Nerves, brain or heart? The Anatomy of Feeling in Russian Sentimentalism

Valeria Sobol, University of Illinois, Urbana-Champaign

Sentimentalism’s interest in the human emotional realm is certainly a commonplace of eighteenth-century literary histories. What is often neglected in this characterization of Sentimentalism is this movement’s intense preoccupation with the body as both the locus and the vehicle of refined sensibility. This insistence on the localization of emotions stems from the eighteenth century’s general concern with the nature of the body-soul interaction—a response to seventeenth-century Cartesian dualism.
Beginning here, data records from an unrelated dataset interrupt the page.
PR #1720, opened 2026-07-28
feat(oidc-client): add typed-error

guillaume-chervet:


guillaume-chervet:
@copilot can you review the architecture of the modifications. Does it breack existing interface? Could it be better?

guillaume-chervet:
@copilot, are you able to enhance?  The main compatibility risk is in the silent-login iframe path: deserializeOidcError() always recreates a plain OidcError, so an OidcStateError thrown in the iframe comes back as OidcError on the parent side. That means isOidcStateError(error) / instanceof OidcStateError can fail in silent renew, even though the code is still correct. There is also an inconsistency where NONCE_MISSING is an OidcStateError in login.ts but a plain OidcError in renewTokens.ts.

So: no broad interface break for regular Error consumers, but there is a subtype-identity compatibility hole for callers relying on isOidcStateError. I think the architecture is good in principle, but it would be better either to reconstruct the specialized subclasses during deserialization, or to standardize on code-based checks only and avoid relying on instanceof acros

guillaume-chervet:
@copilot does actual pullrequest do a breaking change?

guillaume-chervet:
@copilot did the pullrequest make breacking change? Can the resolution can be enhanced?

guillaume-chervet:
You should have keep this previous little breaking change @copilot , I lile it. Set it back again

PR #1725, opened 2026-09-12
fix(oidc): ignore bare trailing hash in getPath

### LINKED ISSUE #1724: Bare trailing # is included in getPath() and prevents callback route matching

`getPath()` treats a trailing empty fragment (`#`) as part of the route.

This can be reproduced directly with:

```ts
getPath(
  "https://example.com/authentication/callback?state=abc&code=def#",
);
```

Current result:

```text
/authentication/callback#
```

Expected result:

```text
/authentication/callback
```

The current implementation already normalizes `#_=_` to an empty fragment, but a bare `#` is left intact and appended to the pathname.

This matters in `@axa-fr/react-oidc`, where `OidcRoutes` uses `getPath()` to match the current callback route against the configured redirect URI. With a callback URL ending in `#`, the comparison becomes:

```text
/authentication/callback#
!=
/authentication/callback
```

so the callback route is not recognized and the callback component is not rendered.

### Versions

- Observed with `@axa-fr/react-oidc` 7.29.1
- The same `getPath()` behavior is still present on the current `main` branch

### Expected

A fragment delimiter with no fragment content should not alter the route returned by `getPath()`.

```text
/authentication/callback
```

### Actual

The bare fragment delimiter is appended to the returned path:

```text
/authentication/callback#
```

This can prevent the OIDC callback route from matching.

### Additional Details

Non-empty hashes should continue to be preserved for hash-routing support.

This issue is specifically about an empty fragment delimiter (`#`), not hash fragments in general.

### Screenshots

N/A — the issue is reproducible directly at the `getPath()` utility level.

m4rtinpf:
Fixes #1724

## Before

`getPath()` appended a bare trailing `#` to the returned route.

For example:

```ts
getPath(
  "https://example.com/authentication/callback?state=abc&code=def#",
);
```

returned:

```text
/authentication/callback#
```

In `@axa-fr/react-oidc`, this could prevent `OidcRoutes` from matching the OIDC callback route.

## After

A bare trailing `#` is treated as an empty fragment:

```text
/authentication/callback
```

Non-empty hash fragments keep their existing behavior.

A regression test has been added for the empty-fragment case.


guillaume-chervet (commented):
Thank you @m4rtinpf  !

guillaume-chervet (approved):

PR #3775, opened 2018-06-28
[20.0][Dashboard] Fix discrepancy in data entry conflicts

davidblader:
The count in dashboard for conflicts is different from the count shown in the conflict resolver module
This makes the query responsible for retrieving the count closer to what's used in the conflict resolver module

### DIFF
--- a/modules/dashboard/php/dashboard.class.inc
+++ b/modules/dashboard/php/dashboard.class.inc
@@ -129,11 +129,11 @@ class Dashboard extends \NDB_Form
             if ($user->hasPermission('access_all_profiles')) {
                 $this->tpl_data['conflicts']      = $DB->pselectOne(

Karamzin’s oft-quoted letter to Lavater, in which the young Russian asks the Swiss philosopher, “How is our soul linked to our body, when the former is of an entirely different substance from the latter,” exemplifies the importance of this problem for his time and highlights Russian Sentimentalism’s deep involvement with this dilemma. Russian Sentimentalist writers, as my analysis will show, strive to assign a particular organic seat to human emotions, especially love. In some cases such localization echoes debates in contemporary philosophy and physiology on the location of the soul (as is the case of some episodes in Karamzin’s Letters of a Russian Traveler); in others, it simply reflects the authors’ adherence to the fashionable vocabulary of neurophysiology or, on the contrary, their loyalty to conventional love discourse. In some particularly interesting cases we observe a rather comical mixture of various scientific and poetic traditions. Sometimes the desired union of body and soul is attained even without using any particular scientific or philosophical concept: the desired effect is achieved through pure linguistic play, by blurring the discursive boundaries between the two realms and by adjusting the traditional imagery to the new sensibility.

My paper will combine a close analysis of the descriptions of emotions found in both the major works of Russian Sentimentalism and in the numerous poems and prose narratives published in the Sentimentalist journals of the 1790s and 1800s with a discussion of the scientific and philosophical context surrounding the discourse of sensibility (e.g., the Haller-Whytt dispute in contemporary physiology). This approach not only reconstructs the Sentimentalist anatomy and physiology of emotions but also offers a revision of the traditional understanding of Sentimentalism as a movement that promotes a highly spiritualized vision of human nature anticipating Romantic dualism.